This is what an affair does. You are not unique. I also felt like I could divorce and date my AP, until I got caught. Now I feel nothing but disgust for my behavior. 

Do yourself a huge favor, end the EA and work on your marriage. At least try to save what you have. Give it an honest try. This means that you will have to tell the OM that you have decided to work on your marriage, and that you will not be communicating with him. Ask him to respect that, and to no try and contact you. You would do the same for him.

Give your husband a chance. Give yourself a chance. Be that good person you say you are.


----------



## Halien (Feb 20, 2011)

tigger01 said:


> If any of you are familiar with the music of Casting Crowns, there’s a song titled, “Slow Fade.” It talks about flattery leading to compromise, black and white turning to gray and the fact that people/families never crumble in a day. Right now I feel like I am that person of which they sing.
> 
> As I said in my initial post, I’m neither happy in my marriage nor happy with the choices I’m making. I very much enjoy talking with this OM, but at the same time, I know it’s only complicating things. Could I, however, see leaving my husband for this OM? No! Could I see leaving my husband to live a single life again; to maybe date this (unmarried) OM? Maybe! And it’s that “maybe” that scares me! Divorce is not an option I take lightly, and although this is rather hypocritical at the moment (believe me, I know!!!), I took vows.
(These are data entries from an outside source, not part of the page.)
PR #2858, opened 2017-06-24
[962] Keys in a dictionary are returned in sorted order

michaelcheers:
Fixes #962 by compiling it from .NET.

PR #2891, opened 2017-06-29
Leverage JS engine object hash optimisations in the Dictionary when t…

ProductiveRage:
…he keys are strings and the default comparer is used

The Bridge Dictionary<,> implementation uses a fairly sensible approach of hashing the keys and then using those hash values as "buckets", in which multiple key/value pairs may be stored. When a new bucket is required then it may be added as a new property on a private "entries" object, taking advantage of the fact that JS treats everything as a hash table (and the fact that the JS engines are optimised to do so since it's such a commonly-used pattern). However, if string keys are used and the default comparer is being used (meaning that there are no string "normalisation" operations required - a case-insensitive string comparer would require some normalisation work, for example) then the work of hashing the keys in JavaScipt may be skipped and the keys themselves used directly as the hash table keys (while the JS engine may have to do some hashing of its own under the hood, this will be done in optimised native code, rather than in JavaScript). The longer that the keys are that are used, the more benefit that these alternate code paths provide.

This probably seems like a bit of a micro-optimisation! We were doing some performance investigation and, for the code that we were looking at, a lot of time seemed to be spent in getHashCode methods. We were using a custom dictionary key that essentially consisted of two strings. We changed it so that we concatenated the strings and then had strings as the dictionary keys, at which point we realised that we could avoid the hashing altogether if we were willing to use a JS object as a hash table instead of using the Dictionary class.

When we tried this out, the performance was improved. We could have left it there but I thought that it would be fairly easy to incorporate the changes into the Bridge Dictionary implementation by adding some special handling for cases where string keys were used. This would mean that we could continue to use the strongly-typed Dictionary in our code _and_ we could have the improved performance _and_ so could anyone else!

The following is a somewhat contrived example. To really see the benefit, you need long keys and you need many iterations. On my computer (in Chrome 59), the following reports around **3200ms** with the current Bridge code but **4ms** with the code that I'm submitting. With shorter strings, the performance gap shrinks but the proposed code should still always faster.

```
var dict = new Dictionary<string, int>();

var key = new String('x', 10000);
dict[key] = 123;

var timer = Stopwatch.StartNew();
for (var i = 0; i < 100000; i++)
{
	var f = dict[key];
}
timer.Stop();
Console.WriteLine($"Time taken: {timer.ElapsedMilliseconds}ms");
```

### DIFF
--- a/Bridge/Resources/Collections/Dictionary.js
+++ b/Bridge/Resources/Collections/Dictionary.js
@@ -90,6 +90,12 @@
                         this.add(name, obj[name]);
                     }
                 }
+
+                // If the keys are strings and the default comparer is being used (not one like that has to "normalise" strings, such as a case-insensitive comparer) then
+                // we can attach the key/value pairs directly to the entries object, which avoids having to hash the keys when storing or searching for them. This will mean
+                // that more work is done by the browser's native code (which is optimised for object property updates and retrievals) and less work needs to be done by
+                // JavaScript. The longer the string keys, the more beneficial this is (since the hashing cost is O(N) for strings).
+                this.isSimpleStringKey = (TKey === System.String) && (this.comparer === System.Collections.Generic.EqualityComparer$1(TKey).def);
             },
 
             containsPair: function(pair) {
@@ -117,10 +123,38 @@
             },
 
             getKeys: function () {
+                var e, keys;
+
+                if (this.isSimpleStringKey) {
+                    var keys = [];
+
+                    for (e in this.entries) {
+                        if (this.entries.hasOwnProperty(e)) {
+                            keys.push(e);
+                        }
+                    }
+
+                    return System.Array.init(keys, TKey);
+                }
+
                 return new (System.Collections.Generic.DictionaryCollection$1(TKey))(this, true);
             },
 
             getValues: function () {
+                var e, values;
+
+                if (this.isSimpleStringKey) {
+                    var values = [];
+
+                    for (e in this.entries) {
+                        if (this.entries.hasOwnProperty(e)) {
+                            values.push(this.entries[e].value);
+                        }
+                    }
+
+                    return System.Array.init(values, TValue);
+                }
+
                 return new (System.Collections.Generic.DictionaryCollection$1(TValue))(this, false);
             },
 
@@ -130,9 +164,16 @@
             },
 
             findEntry: function (key) {
-                var hash = this.comparer.getHashCode2(key),
-                    entries,
-                    i;
+                var hash, entries, i;
+
+                if (this.isSimpleStringKey) {
+                    if (this.entries.hasOwnProperty(key)) {
+                        return this.entries[key];
+                    }
+                    return;
+                }
+
+                hash = this.comparer.getHashCode2(key);
 
                 if (Bridge.isDefined(this.entries[hash])) {
                     entries = this.entries[hash];
@@ -154,7 +195,7 @@
 
                 for (e in this.entries) {
                     if (this.entries.hasOwnProperty(e)) {
-                        var entries = this.entries[e];
+                        var entries = this.isSimpleStringKey ? [this.entries[e]] : this.entries[e];
 
                         for (i = 0; i < entries.length; i++) {
                             if (this.comparer.equals2(entries[i].value, value)) {
@@ -198,13 +239,19 @@
                     return;
                 }
 
-                hash = this.comparer.getHashCode2(key);
                 entry = new (System.Collections.Generic.KeyValuePair$2(TKey, TValue))(key, value);
 
-                if (this.entries[hash]) {
-                    this.entries[hash].push(entry);
-                } else {
-                    this.entries[hash] = [entry];
+                if (this.isSimpleStringKey) {
+                    this.entries[key] = entry;
+                }
+                else {
+                    hash = this.comparer.getHashCode2(key);
+
+                    if (this.entries[hash]) {
+                        this.entries[hash].push(entry);
+                    } else {
+                        this.entries[hash] = [entry];
+                    }
                 }
 
                 this.count++;
@@ -223,9 +270,18 @@
             },
 
             remove: function (key) {
-                var hash = this.comparer.getHashCode2(key),
-                    entries,
-                    i;
+                var hash, entries, i;
+
+                if (this.isSimpleStringKey) {
+                    if (this.entries.hasOwnProperty(key)) {
+                        delete this.entries[key];
+                        this.count--;
+                        return true;
+                    }
+                    return false;
+                }
+
+                hash = this.comparer.getHashCode2(key);
 
                 if (!this.entries[hash]) {
                     return false;


DanTup:
@ProductiveRage Are there gains to be had by including integers here too (a really common use of dictionaries is fast lookups for integer-key entities)? They might already be returning themselves as hash keys so might not save much there but would eliminate the `equals` calls (which I presume is the reason for this change being a bit more than just skipping get `getHashCode` and using the raw string)?

ProductiveRage:
@DanTup I haven't measured but the gains are likely to be very small. With strings, there is the cost of hashing (which increases with string length) and avoiding that is the biggest win. With integers, the number itself will be used as the hash and so we don't save much. The also means that each bucket will only have a single value in and so there will only ever be zero or one equals checks to perform for integer lookups and the equals comparisons for numbers will be very fast.

So I don't expect that this special case makes much sense for anything except strings (anything else is either very cheap - like integers - or hard to generalise).

DanTup:
@ProductiveRage I figured the reason for this change being more than just skipping the `getHashCode` call was to also eliminate the (single, pointless) equals check. In my (possibly flawed?) testing, int comparisons are slower than "reasonable" sized strings:

```js
var start = performance.now();
for (i = 0; i < 100000; i++) {
    var equals = 100 == 500;
}
console.log(performance.now() - start);

start = performance.now();
for (i = 0; i < 100000; i++) {
    var equals = "this is a reasonable string for a dictionary key" == "this is a reasonable string for a dictionary key but different!";
}
console.log(performance.now() - start);
```

That said; these numbers are so low I'm not sure either are worth worrying about, so to there may be value in simplifying this change to only skip `getHashCode`, avoiding the other logic changes to keep the code simpler to understand?

ProductiveRage:
It wouldn't add much complexity to rename "isSimpleStringKey" to "isOptimisedKey" and to alter the logic from:

`
this.isSimpleStringKey = (TKey === System.String) && (this.comparer === System.Collections.Generic.EqualityComparer$1(TKey).def);
`

to something like:

`
this.isOptimisedKey = ((TKey === System.String) || (TKey === System.Int32)) && (this.comparer === System.Collections.Generic.EqualityComparer$1(TKey).def);
`

There won't be _as much_ benefit (particularly compared to very long string keys) but there is still some. So that you can try this for yourself, I've set up a Deck link which allows you to compare the current dictionary implementation to the proposed version (with a tweak to optimise for Int32 as well as String) here:

[deck.net/1da30778ef45a95608d6ada9cc1f183b](https://deck.net/1da30778ef45a95608d6ada9cc1f183b)

The first time that you let the code execute, your browser will hang for a few seconds since these are the result I get (in Chrome 59):

> String key test - Time taken for 'Standard': 3446ms
> String key test - Time taken for 'Optimised': 14ms
> Int key test - Time taken for 'Standard': 190ms
> Int key test - Time taken for 'Optimised': 13ms

So you can see that ints get some improvement but not on the same scale as strings.

DanTup:
Seems like I need to upgrade my machine!

> String key test - Time taken for 'Standard': 8281ms
> String key test - Time taken for 'Optimised': 34ms
> Int key test - Time taken for 'Standard': 536ms
> Int key test - Time taken for 'Optimised': 35ms

(to be fair, it's a 3-4 year old £200 Chromebook =))

Definitely not the same scale, reduce something to less than 10% is still a massive win IMO (and on mobile, time/CPU is battery)!

michaelcheers:
@ProductiveRage, I think #2858 might replace this pull request as it just copies the C# implementation.

DanTup:
@michaelcheers I think it's worth comparing the performance - this pull request is deliberately avoiding doing what C# does and takes advantage of raw javascript objects in order to skip `getHashCode` and `equals` calls.

Even if the current implementation is replaced in #2858 it may well be worth redoing this optimisation in that implementation.

ProductiveRage:
@michaelcheers @dantup correct on both counts, the from-source translation will be good but the performance won't be able to compare to this. It's similar with the Bridge regex vs native js regex, if you need raw performance in a tight loop then the browser implementations are a long long way ahead of js code. If we can get the best of both, that would be the best.

ProductiveRage:
@DanTup @michaelcheers @vladsch 

For completeness, I've prepared a Deck example that compares the "optimised dictionary" approach proposed by this PR to the translated-from-.NET-source version:

[deck.net/599ef79ca64505d525088ebb3a5875b7](https://deck.net/599ef79ca64505d525088ebb3a5875b7)

The results (on my computer, with Chrome) are as follows:

> String key test - Time taken for 'Translated': 3313ms
> String key test - Time taken for 'Optimised': 20ms
> Int key test - Time taken for 'Translated': 318ms
> Int key test - Time taken for 'Optimised': 26ms

Interesting to see that the translated dictionary seems to be faster than the current implementation for int keys (318ms vs 190ms) -

> String key test - Time taken for 'Standard': 3446ms
> String key test - Time taken for 'Optimised': 14ms
> Int key test - Time taken for 'Standard': 190ms
> Int key test - Time taken for 'Optimised': 13ms

However, the performance gap between the translated dictionary and the "optimised" dictionary for string and int keys is still very large.

I realise that PR 2858 is intended to match the behaviour of .NET in regards to returning keys in a particular order (as I understand it, it's not something that is guaranteed by the interface but it's a behaviour that people may be relying upon - rightly or wrongly), so there may be a little more work to combine the string-or-int-key-optimised version with the translated version (key enumeration order is not ensured for object property enumeration) such as maintaining a list of sorted keys (or sorting them when the Keys property is retrieved).

If this PR doesn't get accepted then I can change my code to use a custom lookup object rather than the Bridge Dictionary implementation - it's just that I thought that it might be beneficial to submit the change so that others may get the performance boost in the same scenarios (I suspect that string-key dictionaries are fairly commonly used).

michaelcheers:
@ProductiveRage, wow, that performance is significantly faster. I guess in this case Bridge is really really slow. @ProductiveRage, do the keys in your dictionary implementation return in sorted order because although it is incorrect to assume their order will be the same, a lot of C# code relies on this as I found while porting [SpaceConvergence](https://github.com/lauriecheers/SpaceConvergence). Especially, JSONTable's LRCEngine. So, I copied the Dictionary source from c# referencesource and changed it a bit and it worked (which is why I made the pull request). You can see [here](http://michael.cheersgames.com/Demo/).

ProductiveRage:
@michaelcheers No, unfortunately the keys will not be guaranteed to be ordered - just so that I'm 100% clear, are the keys in .NET returned sorted alphabetically (or whatever the comparer specifies) or are they returned in order of insertion?

It should be possible to do a bit of extra booking-keeping with the optimised dictionary to maintain this behaviour but it's not in the pull request currently.

DanTup:
By coincidence I just came across this:

https://developer.mozilla.org/en/docs/Web/JavaScript/Reference/Global_Objects/Map

IE support is ropey (IE11 and only partial) but interestingly it says:

> Any value (both objects and primitive values) may be used as either a key or a value

and

> A Map object iterates its elements in insertion order 

Which makes me wonder whether it'd actually be better to map the whole of the Dictionary on to this class (where it's supported, and fallback to something else if old IE). This might give the performance boosts mentioned here without restricting to simple string/int keys? (this could also solve the niggle @ProductiveRage has about not preserving key order).

That said - in a video I watched only this weekend, I'm sure Lars Bak said in v8 they preserved the order of things in objects because although the spec didn't require it, all other browsers did it. Haven't tested it though!

DanTup:
> I realise that PR #2858 is intended to match the behaviour of .NET in regards to returning keys in a particular order (as I understand it, it's not something that is guaranteed by the interface but it's a behaviour that people may be relying upon - rightly or wrongly)

The docs say `The order in which the items are returned is undefined`. If anyone is relying on them being in an order I think they're on dodgy ground even just in .NET. I don't think Bridge should spend any effort on trying to reproduce the current .NET behaviour because it could very well be changed on a whim (in a future .NET version, or a different .NET runtime) and then it'd be wrong anyway?

ProductiveRage:
@DanTup - you could only use the Map for cases where the default equality comparer is used, if a custom implementation was specified then you would need a way to deal with that (basically, you would have to use a custom / translated-from-.NET dictionary implementation which would be slower than native).

ProductiveRage:
@michaelcheers I meant to pick up this comment of yours earlier:

> I guess in this case Bridge is really really slow

It's probably a bit unfair to say that Bridge is slow here, it's more that this use case is common in JavaScript and so the JS engines have been really highly optimised to deal with it!

DanTup:
> you could only use the Map for cases where the default equality comparer is used

Whoops, good point (again)! Still, it might be worth considering even in just this case, as it'd still cover more cases than the simple string-or-int case. Ofc I've done zero investigation into it, the implementation might not be trivial!

michaelcheers:
@DanTup, I think that javascript's implementation is in order of keys: see this [jsfiddle](https://jsfiddle.net/mqw534xa/). Anyway, I think we shouldn't rely on the implementation of particular browsers.

DanTup:
@michaelcheers 

> I think that javascript's implementation is in order of keys

Yeah, that's what I mentioned above. Lars Bak said v8 copied other browsers, though it's not actually in the spec. My point was more about whether Bridge should try to copy C# behaviour where it's specifically documented as undefined - I don't (personally) think that's a worthwhile goal. If Bridge can have a faster dictionary that behaves as the C# one is spec'd, but has some differences for behaviour that is documented as not defined then I think it should go with the faster one! (ofc, it's not my project and I don't have to support it ;-))

calcock:
There is a lot of discussion of performance, and it looks like only tests in Chrome have been made so far.  Using the deck.net sample (https://deck.net/599ef79ca64505d525088ebb3a5875b7) here are some results from 3 other major browsers along with a comparison run in Chrome, and a run through Node.js:

Chrome 59

> String key test - Time taken for 'Translated': 2994ms
> String key test - Time taken for 'Optimised': 20ms
> Int key test - Time taken for 'Translated': 310ms
> Int key test - Time taken for 'Optimised': 23ms

IE 11 (Win 10)

> String key test - Time taken for 'Translated': 34538ms
> String key test - Time taken for 'Optimised': 2137ms
> Int key test - Time taken for 'Translated': 842ms
> Int key test - Time taken for 'Optimised': 79ms

Firefox 54

> String key test - Time taken for 'Translated': 1856ms
> String key test - Time taken for 'Optimised': 1704ms
> Int key test - Time taken for 'Translated': 143ms
> Int key test - Time taken for 'Optimised': 7ms

Edge (Win 10, current)

> String key test - Time taken for 'Translated': 11220ms
> String key test - Time taken for 'Optimised': 2055ms
> Int key test - Time taken for 'Translated': 359ms
> Int key test - Time taken for 'Optimised': 22ms

Node.js (6.10.3, Win 10)

> String key test - Time taken for 'Translated': 954ms
> String key test - Time taken for 'Optimised': 30ms
> Int key test - Time taken for 'Translated': 266ms
> Int key test - Time taken for 'Optimised': 5ms 

(All tests performed on the same 6th Gen i7 Desktop)

Thankfully in all cases the 'Optimised' test is faster, however none of the others see the same ~100 times improvement for string tests seen in Chrome.  In IE and Edge the current performance is pretty hideous, but the optimised performance still isn't what I would consider great (i.e only equivalent to un-optimised Chrome).  

The result that is interesting is the String based test in Firefox - the optimised is only slightly faster than the un-optimised. 

In all the browsers the improvement scales linearly with number of iterations (as you would expect), but changes to the string length of the key seems to have more varied effects in the different browsers - although he optimised one seems to fare better (i.e. more linearly) in my limited tests.

I don't really have a conclusion here - just wanted to make sure that the gains across the board were better understood.

michaelcheers:
I have to say well done Google Chrome, it has the fastest string key time and Firefox has the fastest int key time, well node.js but that's not a browser. I have a suspicion, I think google chrome might have optimized the loop and figured out it was doing the same thing 100000 times and did it once because it is so ridiculously faster than all the other browsers. I think node.js might have done the same thing.

DanTup:
I'd expect nodejs would be the same as Chrome since it's based on v8. I don't think Chrome is "optimising it away" because if you change the number of iterations the time taken seems to scale linearly still as you'd expect.

LeonidVeriga:
PR #2946 is going to be mreged into **master** for **16.0** with the suggested simple types key performance optimization and addressing key ordering issue.

Many thanks for the suggestions!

We have talked about the issues in our marriage, and I know that he doesn’t want to lose me, but have those “issues” (both mine and his) already created irreversible damage? I guess, though, being a person of faith, I believe anything is reversible when you ask for help from above!
> 
> To sum it up, I know what I need to do, but why is that decision not coming easily? Again, I’m a good person, but why oh why am I making such bad, potentially destructive decisions? I feel that my “empty” feeling is a direct result of the guilt that this EA is causing me, and that’s why I posed this question in my first post ….. “Is this what an affair does?” Why can’t I just say good-bye to this OM and focus on my marriage? What a confusing, messed-up time in my life!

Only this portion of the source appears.